A complete scraper for 4chan (Now that's fast.)
pepeScraper is a scraper that uses context for your searches and returns exactly what you want. (I'm learning how to make an item look cooler than it actually is)
- Enter keywords, anything you can think of (just be careful what you search for 👀)
- Control the results by date and exclude what you don't want to appear.
- Control the search speed of this program (do not confuse the processing thread with the 4chan thread)
If you use Windows, just go to releases and download the latest version and then install the dependencies. If you want to help and have access to the source code, use the code below.

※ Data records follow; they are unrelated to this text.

PR #6234, opened 2018-10-17
Fix.

HTopete:
In this way the context is obtained.


Zhuinden:
Application is also a `context`, and `application.getApplicationContext()` can be null on some devices I think.

So what does this solve?

HTopete:
Kotlin could not find the context crashing, that's how I was able to find it.

Issue #6235, opened 2018-10-18
FindAllAsync doesn't trigger the INITIAL callback for Query-based Realms when offline


cmelchior:
To reproduce:

1) Use the `objectServerExample`
2) Log into the app to create a user
3) See that the changelistener for the async query is correctly called.
4) Kill the app
5) Go into offline mode
6) Open the app again
7) See that the listener for the async query isn't called when the query completes but is called when a write is made.

cmelchior:
Fixed in #6236

PR #6236, opened 2018-10-18
Fix initial listener not triggering for query-based listeners

cmelchior:
Closes https://github.com/realm/realm-java/issues/6235

This bug caused the INITIAL callback from Object Store to never trigger for Query-based Realms. For devices that only created a query, this could mean they never saw the callback until the device came online as that caused a write from the server triggering the listener again.

From the perspective of the user they still got the INITIAL callback, but only for the 2nd callback from Object Store.


CHANGELOG.md
```diff
@@ -1,3 +1,9 @@
+## 5.7.1 (YYYY-MM-DD)
+
+### Fixes
+* `RealmResults` listeners not triggering the initial callback for Query-based Realm when the device is offline [#6235](https://github.com/realm/realm-java/issues/6235).
```
bmunkholm: Since when?

PR #6243, opened 2018-10-23
Fixed changelog year

daewin:


cmelchior:
Thanks for doing this, but it was also fixed in in https://github.com/realm/realm-java/pull/6245, so closing this one.

PR #6266, opened 2018-11-01
Add support for latest version of Sync

cmelchior:
This upgrades all dependencies to latest version of Sync.
This will also enable setting the user agent. This API will be added in another API shortly.


realm/realm-library/src/main/cpp/io_realm_SyncManager.cpp
```diff
@@ -97,7 +97,8 @@ JNIEXPORT void JNICALL Java_io_realm_SyncManager_nativeInitializeSyncManager(JNI
     TR_ENTER()
     try {
         JStringAccessor base_file_path(env, sync_base_dir); // throws
-        SyncManager::shared().configure_file_system(base_file_path, SyncManager::MetadataMode::NoEncryption);
+        std::string user_agent_info(""); // TODO Add support for this
```
nhachicha: is there an issue number we can reference?

PR #6270, opened 2018-11-02
Add support for setting a custom User-Agent

### LINKED ISSUE #6267: Add support for custom user agent strings
The latest Sync/ROS release added support for defining a custom user agent string that is sent when creating a session. This can help debugging and identifying problematic clients.

The user agent string consists of 3 parts:
1) A part defined by Sync
2) A part defined by us (Realm version / Device / OS version)
3) A part defined by the user

We need to implement 2) and expose 3) to end users.

Suggested API is:

```
Realm.init(Context context, String userAgent)
```

As the UserAgent can only be defined up to the point we the C++ `SyncManager` this will fit both that and the semantics that the user agent cannot be changed once the `Client` is started.

Internal ref: https://github.com/realm/realm-sync/issues/2455#issuecomment-432447520

cmelchior:
Closes #6267 

This PR adds an optional parameter when calling `Realm.init()`. This will set the user part of the User-Agent string.

I'm using `Realm.init()` as people are only calling this once and we also initialize the SyncManager as part of calling it. The extra constructor is only visible when using a build supporting the Object Server.

```
// Usage
Realm.init(context, "MyApp/" + BuildConfig.VERSION_NAME);
```

The String constructed by RealmJava will look like this for e.g. OnePlus:
```
// Example of String for OnePlus
RealmJava/5.8.0-SNAPSHOT (OnePlus5T, ONEPLUS A5010, v27) ObjectServerExample/1.0
```

The server will output something like this:
```
// Server connection example from emulator
2018-11-02T10:52:30.103Z - info: [sync] Sync Connection[29]: Session[1]: Client info: (path='/9e896ae0c1ff90402bc978cab085659f/tests', user='9e896ae0c1ff90402bc978cab085659f', from=[127.0.0.1]:46980, protocol=25) RealmSync/3.13.1 (Android Linux 4.4.34-genymotion #1 SMP PREEMPT Mon Dec 5 15:49:16 UTC 2016 i686) RealmJava/5.8.0-SNAPSHOT (vbox86p, Custom Phone - 7.1.0 - API 25 - 768x1280_1, v25) ObjectServerExample/1.0
```

Specifically, we are sending 

* Version name for `RealmJava`.
* Build.DEVICE
* Build.MODEL
* Build.VERSION.SDK_INT (named SDK is deprecated)

Build.PRODUCT sees to contain the same information as DEVICE/MODEL so doesn't look relevant.

@roberhofer Is this sufficient?


realm/realm-library/src/main/java/io/realm/Realm.java
```diff
@@ -261,6 +261,56 @@ public RealmSchema getSchema() {
...
+     * <manifest xmlns:android="http://schemas.android.com/apk/res/android" package="io.realm.example">
+     * <application android:name=".MyApplication">
+     *   // ...
+     * </application>
+     * </manifest>
+     * }
+     * </pre>
+     *
+     * @param context the Application Context.
+     * @param userAgent optional user defined string that will be sent to the Realm Object Server
```
kneth: Maybe it should be clear that if your app doesn't sync, `userAgent` is ignored.

realm/realm-library/src/main/java/io/realm/Realm.java
```diff
@@ -261,6 +261,56 @@ public RealmSchema getSchema() {
...
+     *                  as part of a {@code User-Agent} header when a session is established.
```
nhachicha: remove extra spaces

realm/realm-library/src/objectServer/java/io/realm/ObjectServer.java
```diff
@@ -33,7 +36,7 @@
 @Keep
 class ObjectServer {
 
-    public static void init(Context context) {
+    public static void init(Context context, String appDefinedUserAgent) {
```
nhachicha: use an overload or varargs to make this parameter optional, so: 
1- you don't break current API
2- don't force the user to think about this parameter (especially in the context of non sync)

realm/realm-library/src/objectServer/java/io/realm/ObjectServer.java
```diff
@@ -42,6 +45,31 @@ public static void init(Context context) {
...
+            sb.append(" (");
+            sb.append(Util.isEmptyString(Build.DEVICE) ? "unknown-device" : Build.DEVICE);
+            sb.append(", ");
+            sb.append(Util.isEmptyString(Build.MODEL) ? "unknown-model" : Build.MODEL);
+            sb.append(", v");
+            sb.append(Build.VERSION.SDK_INT);
+            sb.append(")");
+
+            // Setup User part of User-Agent string
+            if (!appDefinedUserAgent.isEmpty()) {
```
nhachicha: this could be null optional, use `Util.isEmpty` instead

realm/realm-library/src/objectServer/java/io/realm/SyncManager.java
```diff
@@ -92,6 +92,11 @@
      */
     public static String APP_ID = null;
 
+    /**
+     * User-Agent string sent to the Realm Object Server when a session is established.
+     */
+    public static String USER_AGENT = "";
```
nhachicha: this looks unused, remove

realm/realm-library/src/objectServer/java/io/realm/ObjectServer.java
cmelchior: I think there is a misunderstanding. This is a briding class only used by internal code (the class is package private). In the public API specifying the user agent is optional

git clone https://github.com/JuaanReis/pepeScraper.git
cd ./pepeScraper
pip install -r requirements.txt
py main.py --help| Flag | Description | Example |
|---|---|---|
--key <w> |
Keywords used as the base for search and scraping. | --key mustang |
--date <YYYY/MM/DD> |
Exact date when the OP post was made. | --date 2024/01/10 |
--before <YYYY/MM/DD> |
Posts before the given date up to today. | --before 2023/05/01 |
--after <YYYY/MM/DD> |
Posts after the given date up to today. | --after 2024/02/01 |
--min-replies <n> |
Minimum number of replies the thread must have. | --min-replies 10 |
--max-replies <n> |
Maximum number of replies the thread can have. | --max-replies 200 |
--board <board_name> |
Name(s) of the board(s) to search. | --board g |
-T <n> |
Number of threads that the program will work with (changes speed, not the outcome). | -T 9 |
--op-only, -op |
Only consider the original post (OP). | -op |
--no-op, -nop |
Opposite of --op-only, ignores the OP. |
-nop |
--nsfw, -n |
Enable vulgar posts. | -n |
--nsfw-title, -nt |
Enable vulgar titles. | -nt |
--output, -o |
Save the results to a text file (links only). | -o results.txt |
--download_image, -di |
Download all images from the thread. | -di |
--log <w> |
Save logs in pepescraper/src/data/logs. |
--log scan.log |
--all-boards, -ab |
Show all boards. | -ab |
--proxy, -p <w> |
Connect through a proxy. | -p http://127.0.0.1:8080 |
--title, -t |
Apply the search term to the title. | -t |
--image, -i |
Filter the search by keyword in the image. | -i |
--language, -l |
Translate the output into the chosen language. | -l pt |
I don't even know what this meme means (and fuck you if you do).
PepeScraper does NOT automatically store anything.
it only uses the API and creates a direct link to 4chan.
No logs, no history, no databases, no Facebook copy (maybe you understand).
You have the option to save images of the boards, logs, and output results, but nothing is automatic
(unless you choose this option in the configuration file)
Everything is stored in RAM and deleted when the program finishes. (That's right, your mom won't find out what you searched for.)
Please don't sue me, I don't have the money to pay a lawyer. (Sometimes there isn't even enough money to buy food.)
I'm serious, pornography can destroy your brain, your body, and your family (no matter how many times I write this, you'll ignore it). '
python main.py --keyword "pepe" --date 01/01/2025This can make your research perhaps safer (I don't know if I programmed this right).